The Fletcher Project: Hot Maintaining Communication Systems

Thursday, 7 August 2008

Hot Maintaining Communication Systems

A while ago Joe Armstrong posted a few simple ideas for hot maintenance on his blog (and I heart hot maintenance). It starts from a position of a fair few assumptions, such as your clustering service being OK with nodes arbitrarily joining and leaving, and any central data or state storage being OK with heterogeneous nodes connecting to it. But hey - good design principles anyway, so for arguments sake let's just call those assumptions validated...

Someone posted a very relevant question on the comments - what about upgrades that require changes to the protocol between nodes? This is a vital issue to address, because if you can't come up with a good solution for hot maintaining your communications glue, you have a limited amount of overall hot maintenance you can practically achieve.

The answers to this question are as varied as there are design patterns, but using the same set of assumptions we read into Joe's original post, here are 3 techniques that should be fairly portable:

Dual-headed. If you're changing transports you can introduce nodes that communicate using both protocols. You duplicate traffic (if you do it fairly unscientifically) but it's viable for a rolling upgrade.

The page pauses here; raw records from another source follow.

PR #5535, opened 2025-05-27
[WIP] consistent init and use of input name and type

PDoakORNL:
What I believe the intention of the stat.h5 output is that if a name is supplied for an estimator than that will be its group name in the h5 file.  If no name is supplied the estimator type will be copied to the name and that will be used.

## Proposed changes
The proposed changes put this into effect with consistent origination those values from the estimator input classes and there storage in operator_est_base.  This makes them available when needed in either the base class write or the derived classes specialized write member functions.

- Bugfix

- No, or at least I hope not.  There could be breakage in python based testing or nexus if this "bug" is relied on, i.e. The "my_name" in estimators being assumed to be the estimator class name.

sdgx2

## Checklist


src/Estimators/MomentumDistribution.cpp
```diff
@@ -22,18 +22,16 @@ namespace qmcplusplus
...
                                            const PosType& twist_in,
-                                           const Lattice& lattice_in,
+                                           Lattice lattice_in,
                                            DataLocality dl)
-    : OperatorEstBase(dl),
+    : OperatorEstBase(dl, mdi.get_name(), mdi.get_type()),
       input_(std::move(mdi)),
       twist(twist_in),
-      lattice(lattice_in),
+      lattice(std::move(lattice_in)),
```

Versioned interfaces. If you're changing the message format, version the messages. This will let you gradually move nodes onto the new build and give you some added benefits like A/B testing, faster future upgrades and rollbacks.

Translation gateway. So far we've assumed a group of nodes in a single location. For a distributed system with collections of nodes in distinct places, a gateway that speaks protocol 'old' on one side and protocol 'new' on the other might work best, letting you upgrade cluster-by-cluster without taking down the whole system.

To get the right answer for any given system the first thing to do is study the communication pattern - how much is management vs. service, what is node to node vs. node to DB, and how much crosses geographical locations? This gives you your architectural options, beyond which you just need to keep your state tracking heterogeneous, your data partitionable, and (to make your own life easier) your inconsistency window as long as the business rules allow.